Now there are important exceptions to this to consider, in particular there are languages like Erlang, where the whole point is to deal with one very difficult domain efficiently (distributed computing/parallelism), and they actively encourage you to use another language (C) for more “regular” tasks. Even in those cases, you can expect that Erlang will show some lack of maturity if you try to use it for “regular” tasks, but you’re probably more than happy to use it for what it’s good at, and use something else for the rest.

Now, a runtime can be lacking in CPU efficiency in your application domain and still be useful for you.
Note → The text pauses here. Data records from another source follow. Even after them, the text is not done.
PR #2449, opened 2025-06-12
Disable updated boot images for 4.17 and 4.18

jharrington22:
### What type of PR is this?
feature

Disable the update boot image feature so that MCO doesn't replace the worker node AMIs we install clusters with. 

https://docs.redhat.com/en/documentation/openshift_container_platform/4.18/html/machine_configuration/mco-update-boot-images#mco-update-boot-images-disable_machine-configs-configure

For 4.19+ we will apply this manifest at install time with [OCM-16382 ](https://issues.redhat.com/browse/OCM-16382 )

_Fixes # [OSD-30391](https://issues.redhat.com//browse/OSD-30391)

    ```yaml
    matchExpressions:
      operator: NotIn
      values: ["true"]
    ```

### DIFF
--- a/deploy/osd-machine-configuration-ami/config.yaml
+++ b/deploy/osd-machine-configuration-ami/config.yaml
@@ -1,0 +1,6 @@
+deploymentMode: "SelectorSyncSet"
+selectorSyncSet:
+  matchExpressions:
+    - key: hive.openshift.io/version-major-minor
+      operator: In
+      values: ["4.17", "4.18"]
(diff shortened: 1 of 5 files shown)


jharrington22:
Replaces #2448

joshbranham (commented):
Based on the docs, and the desire to only do this for 4.17 and 4.18, this looks good to me

/lgtm

deploy/osd-machine-configuration-ami/config.yaml
```diff
@@ -0,0 +1,6 @@
+deploymentMode: "SelectorSyncSet"
+selectorSyncSet:
+  matchExpressions:
+    - key: hive.openshift.io/version-major-minor
+      operator: In
+      values: ["4.17", "4.18"]
```
rogbas, line 6: Per slack discussion, if we move to a "notIn" [4.0 to 4.16] rule, we don't need to revisit this adding every new Y version in the future.

rogbas (commented):
Overall it LGTM. The only suggestion has been added as a comment.

PR #2474, opened 2025-07-16
Adds back the configmap for HCP clusters.

iamkirkbater:
Additional debugging as to why the json patch is not working for removing this for HCP clusters.

### What type of PR is this?

bug

For some reason the patch isn't applying in prod clusters. Maybe because some of them are updating at the moment?

Additional debugging is needed.

[SREP-901](https://issues.redhat.com//browse/SREP-901)

    ```yaml
    matchExpressions:
      operator: NotIn
      values: ["true"]
    ```


PeterCSRE:
lgtm

PR #2477, opened 2025-07-21
[SREP-198] Use new PKO metrics.

bergmannf:
The original metrics were missing cluster_id & other SRE relevant labels.

The new metrics are now merged with the 'sre:telemetry:managed_labels' to add our labels to the metrics.

These are added in the PKO deployment, as they already add labels:

See: https://gitlab.cee.redhat.com/lp-sre/package-operator/-/merge_requests/90

### What type of PR is this?
feature

Allows checking installs of PKO packages across clusters.

    ```yaml
    matchExpressions:
      operator: NotIn
      values: ["true"]
    ```


bergmannf:
I've removed my auto-approve to ensure we only merge this when we are sure we don't need to promote MCC before next Monday.

PR #41, opened 2016-02-19
Release channels and M2M for country and locale

mythmon:
@Osmose r?


mythmon:
The release channel change and the M2M changes for country and locale share a lot in common. It was much easier to combine them into one branch, so I did that.

normandy/classifier/models.py
```diff
@@ -2,22 +2,24 @@
...
 
 
 class Client(object):
     """A client attempting to fetch a set of recipes."""
-    def __init__(self, request, locale=None):
+    def __init__(self, request, locale=None, release_channel=None, country=None):
         self.request = request
         self.locale = locale
+        self.release_channel = release_channel
+        self._country = country
```
Osmose: You can actually just set `self.country = country` and it will use that instead of the cached property. So setting it if country isn't `None` will let you retain the decorator while allowing it to be set manually.

normandy/classifier/tests/__init__.py
```diff
@@ -1,8 +1,17 @@
...
 class BundleFactory(factory.Factory):
     class Meta:
         model = Bundle
+
+
+class ClientFactory(factory.Factory):
+    class Meta:
+        model = Client
+
+    request = factory.LazyAttribute(lambda o: RequestFactory().get('/'))
```
Osmose: Oh man this is awesome

normandy/recipes/models.py
```diff
@@ -21,13 +20,48 @@ class Locale(models.Model):
...
+    slug = models.SlugField(max_length=255, unique=True)
+    name = models.CharField(max_length=255)
+
+    class Meta:
+        ordering = ['slug']
+
+    def __str__(self):
+        return self.name
+
+    def matches(self, other):
```
Osmose: It's a bit vague what this is matching against; perhaps we pass in the client and it extracts from the client the fields it's matching against?

normandy/recipes/models.py
```diff
@@ -36,33 +70,41 @@ class Recipe(models.Model):
...
     sample_rate = PercentField(default=100)
+    release_channels = models.ManyToManyField(ReleaseChannel, blank=True)
 
     def log_rejection(self, msg):
         logger.debug('{} rejected: {}'.format(self, msg))
 
+    def check_many(self, name, field_qs, client_val):
+        field_vals = list(field_qs.all())
+
+        if field_vals == []:
```
Osmose: Just check the `len`, Django will make it a list and cache it so no need to manually convert it.

normandy/recipes/models.py
```diff
@@ -36,33 +70,41 @@ class Recipe(models.Model):
...
+    countries = models.ManyToManyField(Country, blank=True)
     start_time = models.DateTimeField(blank=True, null=True, default=None)
     end_time = models.DateTimeField(blank=True, null=True, default=None)
     sample_rate = PercentField(default=100)
+    release_channels = models.ManyToManyField(ReleaseChannel, blank=True)
 
     def log_rejection(self, msg):
         logger.debug('{} rejected: {}'.format(self, msg))
 
+    def check_many(self, name, field_qs, client_val):
```
Osmose: This should be named `matches_something`. With something being a better word that I cannot come up with currently. :P

Also a docstring would be nice.

normandy/recipes/models.py
mythmon: I'm going to change this with the other matching refactors we talked about, since changing this sort of breaks `check_many.

Osmose:
r+wc, nice work!

PR #44, opened 2016-02-25
Refactor recipe matching to be many registered handlers.

mythmon:
Maybe this is better than making that match function giant and terrible. Maybe not.

@Osmose r?

### DIFF
--- a/normandy/recipes/models.py
+++ b/normandy/recipes/models.py
@@ -130,11 +130,17 @@ def match_sample_rate(recipe, client):
 
 
 def multivalue_matcher(field_getter):
-    """Make a matcher that accepts the client if any of the recipe's values accept the client."""
+    """
+    Makes matcher that accepts if any of the recipe's values accept.
+
+    :param field_getter: A function that returns an object with a
+        `match` method which will be passed the client to decide if the
+        object accepts the client.
+    """
     def matcher(recipe, client):
         field_vals = list(field_getter(recipe))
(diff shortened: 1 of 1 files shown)


normandy/recipes/models.py
```diff
@@ -77,64 +80,84 @@ class Recipe(models.Model):
...
-        return '<Recipe "{name}">'.format(name=self.name)
 
-    def __str__(self):
-        return self.name
+def multivalue_matcher(field_getter):
+    """Make a matcher that accepts the client if any of the recipe's values accept the client."""
+    def matcher(recipe, client):
+        field_vals = list(field_getter(recipe))
+
+        if field_vals == []:
```
Osmose: Or `not field_vals`

normandy/recipes/models.py
```diff
@@ -77,64 +80,84 @@ class Recipe(models.Model):
...
-        return True
+    return True
 
-    def __repr__(self):
-        return '<Recipe "{name}">'.format(name=self.name)
 
-    def __str__(self):
-        return self.name
+def multivalue_matcher(field_getter):
+    """Make a matcher that accepts the client if any of the recipe's values accept the client."""
```
Osmose: I think this docstring should document that we expect a `matches` function on the values we're comparing and what arguments it should take.

Osmose:
r+wc, nice work!

PR #46, opened 2016-02-26
Use consistent STATICFILES_STORAGE across environments.

Osmose:
collectstatic only adds hashes to static file filenames when
STATICFILES_STORAGE is set correctly. We want the Dockerfile and
other things to have the hashed filenames, but the Dockerfile runs
collectstatic under the Development environment. Also, there's no
problem using the manifest storage during development.

So we move the setting.

@mythmon r?

### DIFF
--- a/.gitignore
+++ b/.gitignore
@@ -8,3 +8,4 @@ _build
 /.cache/
 /etc/ssl
 /__version__/
+/tmp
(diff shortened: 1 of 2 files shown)


mythmon:
I still wonder if we should build the Docker image with as a Production environment instead of Dev, but this is a good work around. r+ when Travis finishes.

PR #49, opened 2016-02-29
Add circle.yml config

mythmon:
This is probably going to be a lot faster. Trying it out. No review needed right now.


mythmon:
Note: This doesn't do deploys yet. I think @relud needs to set that up.

@Osmose r?

Osmose:
arrplus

It could be your problem domain is all about other efficiencies, like IO or memory, and the runtime is great for that stuff (indeed, CPU and memory trade offs in particular create cases where it really only matters if a runtime can be memory efficient). You might be at a startup where the maturity of your platform just isn’t as important as your ability to get something up and running before the company runs out of capital, and some degree of risk due to platform immaturity is acceptible. You might be working on a problem that is so complex, and your resources are so constrained, that just getting something that works is such a victory that nobody cares about how efficient it is, how well it integrates with other technologies, etc. Fine, but most people benefit from the advantages of working with a mature platform, and as such, efficiency is a very good proxy for the far more difficult to quantify property of maturity.

So yes, I’d agree that efficiency is important, but in none of the ways that Joel suggests.